Source information below:

PR #2024, opened 2026-06-18
feat(checkout): entity creation

Gursimar10:
## Summary by CodeRabbit

* **New Features**
  * Added hosted checkout support with authenticated endpoints to create and fetch checkouts (`POST /v1/checkout/session`, `GET /v1/checkout/session/:id`).
  * Checkout creation supports both `payment` and `setup` objectives with validation for success/cancel URLs and subscription parameters.
  * Webhook-driven completion now records and exposes checkout status and details, including hosted session outcomes.

* **Bug Fixes**
  * Webhook completion now correctly routes based on checkout-session metadata (payment vs setup), skips irrelevant events, and remains idempotent.
  * After successful invoice payments, eligible pending payment checkouts are completed automatically.


ent/schema/checkout.go
```diff
@@ -0,0 +1,87 @@
...
+			NotEmpty(),
+		field.String("entity_type").
+			SchemaType(map[string]string{"postgres": "varchar(50)"}).
+			GoType(types.CheckoutEntityType("")),
+		field.String("entity_id").
+			SchemaType(map[string]string{"postgres": "varchar(50)"}),
+		field.String("source_subscription_id").
+			SchemaType(map[string]string{"postgres": "varchar(50)"}).
+			Optional().Nillable(),
+		field.String("checkout_type").
```
omkar273: we will be removing this

ent/schema/checkout.go
```diff
@@ -0,0 +1,87 @@
...
+			SchemaType(map[string]string{"postgres": "varchar(50)"}).
+			GoType(types.CheckoutType("")),
+		field.String("objective").
```
omkar273: lets rename this to `checkout_action` instead of `checkout_type`

ent/schema/checkout.go
```diff
@@ -0,0 +1,87 @@
...
+			SchemaType(map[string]string{"postgres": "varchar(50)"}).
+			GoType(types.CheckoutObjective("")),
```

End of Source information.

* _What you should do_
Your output must contain exactly the lines from the one containing "omkar273: we will be removing this" to the final line of the data above, and no other text.

* _Result of this task_
omkar273: we will be removing this

ent/schema/checkout.go
```diff
@@ -0,0 +1,87 @@
...
+			SchemaType(map[string]string{"postgres": "varchar(50)"}).
+			GoType(types.CheckoutType("")),
+		field.String("objective").
```
omkar273: lets rename this to `checkout_action` instead of `checkout_type`

ent/schema/checkout.go
```diff
@@ -0,0 +1,87 @@
...
+			SchemaType(map[string]string{"postgres": "varchar(50)"}).
+			GoType(types.CheckoutObjective("")),
```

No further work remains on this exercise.